Exactly the boundary has to be stated as not proper before hand.


----------



## Erudite (Jan 28, 2015)

TexasMom1216 said:


> I'm not trying to be snarky, but isn't this how boundaries work? A normal, sane adult doesn't tell another mentally fit adult what they can and can't do. They say "If you do X, my reaction will be Y." No one in a truly healthy marriage between adults says, "You are not allowed to do X." Because neither of them are children. The problems come when the other person does X and you DON'T do Y. Then not only have they blown through that boundary, all other boundaries are now in question. Adults don't "forbid" one another from doing things, because you can't control another adult. Mentally healthy people don't WANT to control other adults. There's a difference between bullying or manipulation and expecting to be treated with respect. Both men AND women deserve to be treated like adults, and with respect. If EITHER spouse treats the other like a stupid child, it's no longer a marriage, it's a hostage situation.
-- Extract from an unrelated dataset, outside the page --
PR #659, opened 2022-05-03
Correctly urlencode email address parts

### LINKED ISSUE #658: bug: `linkify` with `parse_email=True` doesn't handle "%" a "?" in `addr-specs`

Once again I could not agree more.


----------



## frenchpaddy (May 31, 2021)

all this talk about boundary setting talk and enforce the consequences makes me think I have loged on to the wrong forum
. if you need to do this with an other adult you might need to have a good look at your self , 
I could not agree more. 



TexasMom1216 said:


> I'm not trying to be snarky, but isn't this how boundaries work? A normal, sane adult doesn't tell another mentally fit adult what they can and can't do. They say "If you do X, my reaction will be Y." No one in a truly healthy marriage between adults says, "You are not allowed to do X." Because neither of them are children. The problems come when the other person does X and you DON'T do Y. Then not only have they blown through that boundary, all other boundaries are now in question. Adults don't "forbid" one another from doing things, because you can't control another adult. Mentally healthy people don't WANT to control other adults. There's a difference between bullying or manipulation and expecting to be treated with respect. Both men AND women deserve to be treated like adults, and with respect. If EITHER spouse treats the other like a stupid child, it's no longer a marriage, it's a hostage situation.


----------



## TexasMom1216 (Nov 3, 2021)

frenchpaddy said:


> all this talk about boundary setting talk and enforce the consequences makes me think I have loged on to the wrong forum
> . if you need to do this with an other adult you might need to have a good look at your self ,
> I could not agree more.


I had to qualify it by saying I wasn’t being snarky and I will STILL get flamed for it. It’s insane.


----------



## Laurentium (May 21, 2017)

TexasMom1216 said:


> I'm not trying to be snarky, but isn't this how boundaries work? A normal, sane adult doesn't tell another mentally fit adult what they can and can't do. They say _"If you do X, my reaction will be Y."_ No one in a truly healthy marriage between adults says, "You are not allowed to do X." Because neither of them are children.


Yes, exactly. 

The question is, to what extent do you even know, in advance, what your own boundaries really are?


----------



## TexasMom1216 (Nov 3, 2021)

Laurentium said:


> The question is, to what extent do you even know, in advance, what your own boundaries really are?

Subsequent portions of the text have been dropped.